1. The U.S.-Iraq security agreement
2. Provincial powers and elections
3. Refugees and internally displaced persons
4. Disbanding and integrating militias and other armed groups
5. Constitutional review
6. Kirkuk and other disputed territories and Article 140
7. De-Baathification reform implementation
8. Amnesty implementation
9. Oil and revenue sharing laws
10. State capacity, governance, and anti-corruption

These are all issues that Iraq’s leaders must address on their own terms, and at their own pace. The United States cannot impose a military solution to the power-sharing disputes among Iraq’s leaders, and expending significant resources in an effort to do so is unwise while other pressing national security challenges loom in Afghanistan, Pakistan, and Iran. True progress in Iraq requires the United States to acknowledge the increasing moves by Iraqis to assert sovereignty and control over their own affairs.

Most analyses tend to assume that the United States is the principal driver of events in Iraq. From this perspective, Iraqi political progress will only be achieved under constant U.S. pressure, which would make withdrawing troops and reducing U.S. power on the ground a self-defeating proposition.

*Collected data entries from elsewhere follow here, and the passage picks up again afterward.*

Issue #1118, opened 2025-12-15
Improve guest exception handling to prevent infinite loops


simongdavies:
When the guest exception handler itself fails (due to corrupted stack,  unmapped memory etc.), the guest enters an unrecoverable state— causing either an infinite page fault loop (hang) or a triple fault (crash). This occurs because:

1. The exception handler entry point requires a working stack (for context_save!() pushes)
2. The Rust handler uses format!() which allocates on the heap
3. There's no detection of nested/recursive exceptions

A triple fault is not a terrible outcome as at least the guest terminates but having the infinite page loop is more of a problem, if the host is monitoring execution and kills the guest via the `InterruptHandle` then it should be able to successfully terminate the guest , but if it is not doing this then a badly behaved guest could cause resource (CPU) starvation.

There are a couple of things that we can do to protect against this:

Configure a small permanent fixed stack in the ISS that can be used for a double fault handler.
Detect exception handler re-entrancy and exit immediately with outb data that the host can translate to a `DoubleFault` error.

This is another reason that we should consider not allowing guest code to run in ring 0.

syntactically:
An IST exception stack is added in https://github.com/hyperlight-dev/hyperlight/commit/6211e9856f33c3c9bcc9b0a5c797f73d8254b0d1, since the interrupt handler becomes involved in growing the main stack, and the handler always runs on the top of that stack since there isn't any expected reentrancy. 

Separately, I think that it is a bug that the handler can allocate. When doing the snapshot CoW, it is careful not to allocate before that is done since that would go badly, but it would be preferable not to allocate at all, and I don't believe there is a strong reason to be allocating.

Having the assembly entry stub check for reentrancy is a reasonable idea, but I'm unsure if it is worth it if the exception handler is small and well-behaved (which it probably should be).

PR #1125, opened 2025-12-17
Don't allocate in exception handler

jsturtevant:
Partially addresses: https://github.com/hyperlight-dev/hyperlight/issues/1118

The test run with out this change fails with memory allocation:

```
assertion `left == right` failed: Full error: GuestAborted(8, "panicked at /home/jstur/.rustup/toolchains/1.89-x86_64-unknown-linux-gnu/lib/rustlib/src/rust/library/alloc/src/alloc.rs:438:13:\nmemory allocation of 182 bytes failed")
  left: 8
 right: 15
```

### DIFF
--- a/src/hyperlight_guest_bin/src/exceptions/handler.rs
+++ b/src/hyperlight_guest_bin/src/exceptions/handler.rs
@@ -14,12 +14,13 @@ See the License for the specific language governing permissions and
 limitations under the License.
 */
 
-use alloc::format;
-use core::ffi::c_char;
+use core::fmt::Write;
 
 use hyperlight_common::flatbuffer_wrappers::guest_error::ErrorCode;
 use hyperlight_common::outb::Exception;
-use hyperlight_guest::exit::abort_with_code_and_message;
+use hyperlight_guest::exit::write_abort;
+
+use crate::HyperlightAbortWriter;
 
 /// Exception information pushed onto the stack by the CPU during an excpection.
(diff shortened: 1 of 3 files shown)


src/hyperlight_guest_bin/src/exceptions/handler.rs
```diff
@@ -149,10 +141,24 @@ pub(crate) extern "C" fn hl_exception_handler(
...
 
-    unsafe {
-        abort_with_code_and_message(
-            &[ErrorCode::GuestError as u8, exception as u8],
-            msg.as_ptr() as *const c_char,
-        );
+    // begin abort sequence by writing the error code
+    let mut w = HyperlightAbortWriter;
+    write_abort(&[ErrorCode::GuestError as u8, exception as u8]);
+    let write_res = write!(
```
ludfjig, line 147: Are you sure this `write!` doesn't allocate?

jsturtevant: Yes, I believe that is what is state here: https://doc.rust-lang.org/std/fmt/index.html#write

>write! and writeln! are two macros which are used to emit the format string to a specified stream. This is used to prevent intermediate allocations of format strings and instead directly write the output

Our implementation of `write` writes it to outb with no allocations.  

I believe the test would also fail since the heap is exhausted. It fails before this change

But this perspective is dangerously backward, since the primary drivers of Iraqi politics are Iraqis, and a stable political order must rest on the alignment of their interests and not the exercise of U.S. willpower or tinkering.

The U.S. military presence in Iraq is not politically neutral. It creates a distinct set of incentives for political actors that directly work against the reconciliation that U.S. diplomats try to promote. U.S. military dominance and support absolves the major political actors from having to make the tough decisions necessary to achieve a power-sharing equilibrium.

In the months ahead in Iraq, the United States will have to distinguish between those outcomes that are truly catastrophic and those that are simply suboptimal given the limits on U.S. leverage over Iraqi actors—leverage that declines each day as the Iraqi government becomes financially self-sufficient and more assertive. Iraq’s leaders over the next year will increasingly demand greater control over their own affairs. The United States needs to rebalance its overall national security approach by stepping outside of the trenches of intra-Iraqi disputes over power and putting the focus back on its core national security interests.